Work item
Retype the data in its entirety, with no word changed.

-*-*-

PR #148, opened 2018-11-20
NIFIREG-211 Initial work for adding extenion bundles to NiFi Registry

bbende:
This PR includes the foundational work for adding extension bundles as a new type of versioned item. With this PR it is possible to upload NARs via the REST API with them being stored in the local filesystem persistence provider, and then interact with them through various REST APIs.

In the current state of this PR, registry does not have a way to know anything about the actual extensions contained in a bundle. This will need to come from a component descriptor provided within the NAR which will then be parsed and extracted on registry side.

We can leave NIFIREG-211 open after merging this so that we can continue to work against it and build out the additional functionality.

A NAR can be uploaded by making a multi-part form POST to the end-point:

_buckets/{bucketId}/extensions/bundles/{bundleType}_

An example using curl would be:

`curl -v -F file=@./nifi-example-processors-nar-1.0.0.nar http://localhost:18080/nifi-registry-api/buckets/65d6d70d-ecb7-478f-bbc4-1e378e52827c/extensions/bundles/nifi-nar`

From there you can interact with the REST API from the swagger docs.

I've also started a branch of NiFi with CLI commands related to extension bundles:
https://github.com/bbende/nifi/tree/extensions

If you run a full build of this PR first with mvn clean install, and then a build of the NiFi branch, you can launch the CLI in nifi-toolkit/nifi-toolkit-assembly/target/nifi-toolkit-1.9.0-SNAPSHOT-bin/nifi-toolkit-1.9.0-SNAPSHOT/bin/cli.sh and run the "upload-nars" command:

-*-*-

Your solution
PR #148, opened 2018-11-20
NIFIREG-211 Initial work for adding extenion bundles to NiFi Registry

bbende:
This PR includes the foundational work for adding extension bundles as a new type of versioned item. With this PR it is possible to upload NARs via the REST API with them being stored in the local filesystem persistence provider, and then interact with them through various REST APIs.

In the current state of this PR, registry does not have a way to know anything about the actual extensions contained in a bundle. This will need to come from a component descriptor provided within the NAR which will then be parsed and extracted on registry side.

We can leave NIFIREG-211 open after merging this so that we can continue to work against it and build out the additional functionality.

A NAR can be uploaded by making a multi-part form POST to the end-point:

_buckets/{bucketId}/extensions/bundles/{bundleType}_

An example using curl would be:

`curl -v -F file=@./nifi-example-processors-nar-1.0.0.nar http://localhost:18080/nifi-registry-api/buckets/65d6d70d-ecb7-478f-bbc4-1e378e52827c/extensions/bundles/nifi-nar`

From there you can interact with the REST API from the swagger docs.

I've also started a branch of NiFi with CLI commands related to extension bundles:
https://github.com/bbende/nifi/tree/extensions

If you run a full build of this PR first with mvn clean install, and then a build of the NiFi branch, you can launch the CLI in nifi-toolkit/nifi-toolkit-assembly/target/nifi-toolkit-1.9.0-SNAPSHOT-bin/nifi-toolkit-1.9.0-SNAPSHOT/bin/cli.sh and run the "upload-nars" command:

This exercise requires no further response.